DATASET RECORDS:
PR #20078, opened 2025-10-09
[ntuple] add evolution test for atomic<class>

jblomer:
Follow-up of (and based on) #19937 

Linking of libatomic needs to be sorted out.

### DIFF
--- a/tree/ntuple/src/RField.cxx
+++ b/tree/ntuple/src/RField.cxx
@@ -1165,10 +1165,12 @@ std::unique_ptr<ROOT::RFieldBase> ROOT::RAtomicField::CloneImpl(std::string_view
 
 void ROOT::RAtomicField::ReconcileOnDiskField(const RNTupleDescriptor &desc)
 {
-   static const std::vector<std::string> prefixes = {"std::atomic<"};
-
-   EnsureMatchingOnDiskField(desc, kDiffTypeName).ThrowOnError();
-   EnsureMatchingTypePrefix(desc, prefixes).ThrowOnError();
+   const auto &fieldDesc = desc.GetFieldDescriptor(GetOnDiskId());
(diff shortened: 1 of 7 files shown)


tree/ntuple/src/RField.cxx
```diff
@@ -1165,10 +1165,12 @@ std::unique_ptr<ROOT::RFieldBase> ROOT::RAtomicField::CloneImpl(std::string_view
 
 void ROOT::RAtomicField::ReconcileOnDiskField(const RNTupleDescriptor &desc)
 {
-   static const std::vector<std::string> prefixes = {"std::atomic<"};
-
-   EnsureMatchingOnDiskField(desc, kDiffTypeName).ThrowOnError();
-   EnsureMatchingTypePrefix(desc, prefixes).ThrowOnError();
+   const auto &fieldDesc = desc.GetFieldDescriptor(GetOnDiskId());
+   if (fieldDesc.GetTypeName().rfind("std::atomic<", 0) == 0) {
```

WORK INSTRUCTION: The material must be transcribed exactly, down to the last line.

FINISHED EXERCISE:
PR #20078, opened 2025-10-09
[ntuple] add evolution test for atomic<class>

jblomer:
Follow-up of (and based on) #19937 

Linking of libatomic needs to be sorted out.

### DIFF
--- a/tree/ntuple/src/RField.cxx
+++ b/tree/ntuple/src/RField.cxx
@@ -1165,10 +1165,12 @@ std::unique_ptr<ROOT::RFieldBase> ROOT::RAtomicField::CloneImpl(std::string_view
 
 void ROOT::RAtomicField::ReconcileOnDiskField(const RNTupleDescriptor &desc)
 {
-   static const std::vector<std::string> prefixes = {"std::atomic<"};
-
-   EnsureMatchingOnDiskField(desc, kDiffTypeName).ThrowOnError();
-   EnsureMatchingTypePrefix(desc, prefixes).ThrowOnError();
+   const auto &fieldDesc = desc.GetFieldDescriptor(GetOnDiskId());
(diff shortened: 1 of 7 files shown)


tree/ntuple/src/RField.cxx
```diff
@@ -1165,10 +1165,12 @@ std::unique_ptr<ROOT::RFieldBase> ROOT::RAtomicField::CloneImpl(std::string_view
 
 void ROOT::RAtomicField::ReconcileOnDiskField(const RNTupleDescriptor &desc)
 {
-   static const std::vector<std::string> prefixes = {"std::atomic<"};
-
-   EnsureMatchingOnDiskField(desc, kDiffTypeName).ThrowOnError();
-   EnsureMatchingTypePrefix(desc, prefixes).ThrowOnError();
+   const auto &fieldDesc = desc.GetFieldDescriptor(GetOnDiskId());
+   if (fieldDesc.GetTypeName().rfind("std::atomic<", 0) == 0) {
```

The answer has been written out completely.